[Collected data entries]

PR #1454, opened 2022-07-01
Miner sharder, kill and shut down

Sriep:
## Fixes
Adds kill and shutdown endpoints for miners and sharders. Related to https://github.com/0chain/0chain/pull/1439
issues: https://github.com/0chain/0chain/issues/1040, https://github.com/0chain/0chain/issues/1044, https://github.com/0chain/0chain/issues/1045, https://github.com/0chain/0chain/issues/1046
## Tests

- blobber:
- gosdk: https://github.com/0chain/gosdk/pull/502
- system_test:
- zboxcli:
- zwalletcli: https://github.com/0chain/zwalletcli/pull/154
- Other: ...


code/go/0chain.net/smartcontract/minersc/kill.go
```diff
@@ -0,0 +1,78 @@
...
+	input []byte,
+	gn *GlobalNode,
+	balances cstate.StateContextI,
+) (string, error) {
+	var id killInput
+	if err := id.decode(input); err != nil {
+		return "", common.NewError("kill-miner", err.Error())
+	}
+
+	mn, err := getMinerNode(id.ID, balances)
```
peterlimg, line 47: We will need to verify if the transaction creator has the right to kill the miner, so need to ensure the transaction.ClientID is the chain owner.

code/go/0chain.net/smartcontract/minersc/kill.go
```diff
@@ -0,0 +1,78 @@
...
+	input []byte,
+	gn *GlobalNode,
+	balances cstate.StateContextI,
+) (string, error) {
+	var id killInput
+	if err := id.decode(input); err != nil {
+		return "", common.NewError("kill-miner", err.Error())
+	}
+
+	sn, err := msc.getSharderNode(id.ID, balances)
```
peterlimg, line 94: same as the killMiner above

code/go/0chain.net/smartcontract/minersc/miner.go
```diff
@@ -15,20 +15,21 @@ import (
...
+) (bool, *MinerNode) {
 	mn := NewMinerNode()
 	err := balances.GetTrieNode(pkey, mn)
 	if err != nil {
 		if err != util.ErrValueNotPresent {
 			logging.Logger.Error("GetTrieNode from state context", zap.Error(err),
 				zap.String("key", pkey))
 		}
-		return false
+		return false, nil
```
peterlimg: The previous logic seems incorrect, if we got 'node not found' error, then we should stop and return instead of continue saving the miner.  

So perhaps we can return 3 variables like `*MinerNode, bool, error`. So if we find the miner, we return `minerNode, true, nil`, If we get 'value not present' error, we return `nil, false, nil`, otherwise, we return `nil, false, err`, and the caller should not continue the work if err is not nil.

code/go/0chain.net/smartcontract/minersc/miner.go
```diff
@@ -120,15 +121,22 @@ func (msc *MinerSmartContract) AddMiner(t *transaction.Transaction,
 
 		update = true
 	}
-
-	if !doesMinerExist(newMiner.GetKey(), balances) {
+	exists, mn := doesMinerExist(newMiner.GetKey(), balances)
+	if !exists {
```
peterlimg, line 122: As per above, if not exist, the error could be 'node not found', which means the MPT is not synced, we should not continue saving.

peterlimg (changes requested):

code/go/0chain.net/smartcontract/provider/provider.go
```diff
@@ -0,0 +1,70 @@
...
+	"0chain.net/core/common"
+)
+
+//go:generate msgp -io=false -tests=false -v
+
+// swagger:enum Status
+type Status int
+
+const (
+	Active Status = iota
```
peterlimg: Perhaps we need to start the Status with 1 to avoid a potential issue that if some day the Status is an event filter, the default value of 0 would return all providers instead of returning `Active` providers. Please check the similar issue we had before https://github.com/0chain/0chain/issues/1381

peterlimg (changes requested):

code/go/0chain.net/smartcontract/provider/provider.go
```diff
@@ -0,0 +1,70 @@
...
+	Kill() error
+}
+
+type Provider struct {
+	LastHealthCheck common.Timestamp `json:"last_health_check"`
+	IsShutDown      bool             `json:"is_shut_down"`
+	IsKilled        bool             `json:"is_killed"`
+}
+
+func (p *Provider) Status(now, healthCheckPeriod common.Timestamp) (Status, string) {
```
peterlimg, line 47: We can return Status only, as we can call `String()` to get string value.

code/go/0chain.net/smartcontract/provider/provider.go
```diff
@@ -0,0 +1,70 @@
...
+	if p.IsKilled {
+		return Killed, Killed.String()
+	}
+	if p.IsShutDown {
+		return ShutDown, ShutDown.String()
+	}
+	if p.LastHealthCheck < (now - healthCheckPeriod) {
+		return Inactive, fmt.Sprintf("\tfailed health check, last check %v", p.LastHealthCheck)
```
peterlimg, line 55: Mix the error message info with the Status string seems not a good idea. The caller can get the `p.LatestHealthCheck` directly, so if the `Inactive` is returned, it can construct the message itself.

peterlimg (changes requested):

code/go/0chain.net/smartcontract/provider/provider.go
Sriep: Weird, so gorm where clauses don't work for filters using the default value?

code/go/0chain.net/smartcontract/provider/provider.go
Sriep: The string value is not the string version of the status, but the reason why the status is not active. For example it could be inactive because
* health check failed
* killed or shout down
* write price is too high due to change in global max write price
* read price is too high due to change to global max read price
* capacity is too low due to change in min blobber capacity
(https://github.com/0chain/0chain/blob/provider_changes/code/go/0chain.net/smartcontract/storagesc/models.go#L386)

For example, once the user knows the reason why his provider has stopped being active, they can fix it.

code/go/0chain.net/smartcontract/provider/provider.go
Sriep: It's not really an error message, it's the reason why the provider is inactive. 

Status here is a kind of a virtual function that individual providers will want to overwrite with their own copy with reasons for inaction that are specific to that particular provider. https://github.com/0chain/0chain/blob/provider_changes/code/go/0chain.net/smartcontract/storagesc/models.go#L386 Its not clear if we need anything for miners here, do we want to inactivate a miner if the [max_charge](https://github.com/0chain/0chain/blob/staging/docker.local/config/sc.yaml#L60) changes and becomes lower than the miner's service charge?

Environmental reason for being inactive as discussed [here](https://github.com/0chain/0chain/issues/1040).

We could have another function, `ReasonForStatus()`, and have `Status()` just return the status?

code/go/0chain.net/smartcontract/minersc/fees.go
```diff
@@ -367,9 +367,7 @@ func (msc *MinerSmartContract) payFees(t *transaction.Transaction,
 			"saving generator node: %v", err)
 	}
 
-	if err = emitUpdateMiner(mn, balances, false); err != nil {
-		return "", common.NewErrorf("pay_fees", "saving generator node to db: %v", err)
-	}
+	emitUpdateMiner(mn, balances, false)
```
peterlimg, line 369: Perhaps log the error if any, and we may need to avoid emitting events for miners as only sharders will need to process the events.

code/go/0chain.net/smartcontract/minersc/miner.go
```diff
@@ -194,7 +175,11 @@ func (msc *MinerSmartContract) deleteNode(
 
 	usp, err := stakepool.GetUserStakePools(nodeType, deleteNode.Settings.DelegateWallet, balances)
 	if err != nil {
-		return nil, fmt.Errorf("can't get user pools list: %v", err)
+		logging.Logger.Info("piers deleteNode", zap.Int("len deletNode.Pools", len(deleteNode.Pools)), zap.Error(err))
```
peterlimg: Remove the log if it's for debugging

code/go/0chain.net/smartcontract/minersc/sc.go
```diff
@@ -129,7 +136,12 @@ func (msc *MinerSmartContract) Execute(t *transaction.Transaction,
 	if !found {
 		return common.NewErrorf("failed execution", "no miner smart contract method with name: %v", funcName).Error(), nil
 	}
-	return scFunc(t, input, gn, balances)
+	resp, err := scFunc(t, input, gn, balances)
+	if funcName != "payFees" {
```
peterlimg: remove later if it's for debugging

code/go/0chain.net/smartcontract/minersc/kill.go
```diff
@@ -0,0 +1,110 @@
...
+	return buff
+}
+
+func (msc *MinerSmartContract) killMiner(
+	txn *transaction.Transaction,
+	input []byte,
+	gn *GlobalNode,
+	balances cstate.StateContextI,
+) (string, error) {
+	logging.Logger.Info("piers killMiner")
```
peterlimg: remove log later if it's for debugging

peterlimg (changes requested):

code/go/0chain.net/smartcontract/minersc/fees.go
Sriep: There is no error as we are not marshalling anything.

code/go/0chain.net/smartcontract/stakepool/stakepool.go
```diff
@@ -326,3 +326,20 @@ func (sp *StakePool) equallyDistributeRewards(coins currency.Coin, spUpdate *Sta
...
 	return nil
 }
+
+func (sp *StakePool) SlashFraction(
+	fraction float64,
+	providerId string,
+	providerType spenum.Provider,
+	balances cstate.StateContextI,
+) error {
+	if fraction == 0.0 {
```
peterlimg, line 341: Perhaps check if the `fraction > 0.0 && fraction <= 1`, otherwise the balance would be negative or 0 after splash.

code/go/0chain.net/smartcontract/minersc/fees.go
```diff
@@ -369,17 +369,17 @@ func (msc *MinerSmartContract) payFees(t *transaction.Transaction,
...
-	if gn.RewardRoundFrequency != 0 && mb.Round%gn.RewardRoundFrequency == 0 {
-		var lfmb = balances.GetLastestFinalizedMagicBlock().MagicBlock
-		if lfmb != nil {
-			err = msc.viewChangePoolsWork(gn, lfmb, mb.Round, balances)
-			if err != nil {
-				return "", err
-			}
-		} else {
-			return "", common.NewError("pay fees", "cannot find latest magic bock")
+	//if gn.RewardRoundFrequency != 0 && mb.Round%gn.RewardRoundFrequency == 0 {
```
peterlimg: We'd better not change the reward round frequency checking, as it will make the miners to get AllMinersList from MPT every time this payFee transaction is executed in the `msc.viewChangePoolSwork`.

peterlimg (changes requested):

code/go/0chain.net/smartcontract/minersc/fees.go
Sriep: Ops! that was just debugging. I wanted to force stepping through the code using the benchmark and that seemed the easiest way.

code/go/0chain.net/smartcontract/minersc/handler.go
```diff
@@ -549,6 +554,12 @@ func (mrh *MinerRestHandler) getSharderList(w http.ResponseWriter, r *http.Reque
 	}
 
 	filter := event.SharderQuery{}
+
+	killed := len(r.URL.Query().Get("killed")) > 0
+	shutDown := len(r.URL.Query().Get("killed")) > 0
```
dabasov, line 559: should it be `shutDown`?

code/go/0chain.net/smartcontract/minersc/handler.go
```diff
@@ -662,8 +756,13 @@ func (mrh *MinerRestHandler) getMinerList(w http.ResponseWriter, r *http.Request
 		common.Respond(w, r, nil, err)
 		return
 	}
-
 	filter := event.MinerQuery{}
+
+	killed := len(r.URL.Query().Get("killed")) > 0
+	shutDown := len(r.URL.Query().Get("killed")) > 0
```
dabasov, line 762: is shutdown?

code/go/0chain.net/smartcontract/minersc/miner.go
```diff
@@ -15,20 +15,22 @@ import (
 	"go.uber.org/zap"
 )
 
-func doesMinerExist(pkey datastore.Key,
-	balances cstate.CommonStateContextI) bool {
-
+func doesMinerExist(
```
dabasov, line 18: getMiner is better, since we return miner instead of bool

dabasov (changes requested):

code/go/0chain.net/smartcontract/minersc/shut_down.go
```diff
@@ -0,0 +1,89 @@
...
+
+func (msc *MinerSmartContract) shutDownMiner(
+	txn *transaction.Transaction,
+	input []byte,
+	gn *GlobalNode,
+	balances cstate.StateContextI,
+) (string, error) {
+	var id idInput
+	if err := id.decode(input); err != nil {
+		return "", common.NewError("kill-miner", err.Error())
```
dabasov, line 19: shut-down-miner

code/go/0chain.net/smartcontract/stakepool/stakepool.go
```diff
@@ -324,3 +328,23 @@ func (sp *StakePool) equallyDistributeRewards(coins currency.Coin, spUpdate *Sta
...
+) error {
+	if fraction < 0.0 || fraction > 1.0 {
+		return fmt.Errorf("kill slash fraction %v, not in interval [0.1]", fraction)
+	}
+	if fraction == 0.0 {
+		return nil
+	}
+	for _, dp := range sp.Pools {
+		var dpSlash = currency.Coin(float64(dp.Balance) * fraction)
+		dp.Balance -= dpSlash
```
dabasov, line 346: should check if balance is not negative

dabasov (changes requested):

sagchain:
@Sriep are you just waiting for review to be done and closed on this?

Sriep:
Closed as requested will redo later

**What you will do:**
Please give back only the lines between the first line of the entries and the line with "- zwalletcli: https://github.com/0chain/zwalletcli/pull/154", both ends included, word for word.

**Solution:**
PR #1454, opened 2022-07-01
Miner sharder, kill and shut down

Sriep:
## Fixes
Adds kill and shutdown endpoints for miners and sharders. Related to https://github.com/0chain/0chain/pull/1439
issues: https://github.com/0chain/0chain/issues/1040, https://github.com/0chain/0chain/issues/1044, https://github.com/0chain/0chain/issues/1045, https://github.com/0chain/0chain/issues/1046
## Tests

- blobber:
- gosdk: https://github.com/0chain/gosdk/pull/502
- system_test:
- zboxcli:
- zwalletcli: https://github.com/0chain/zwalletcli/pull/154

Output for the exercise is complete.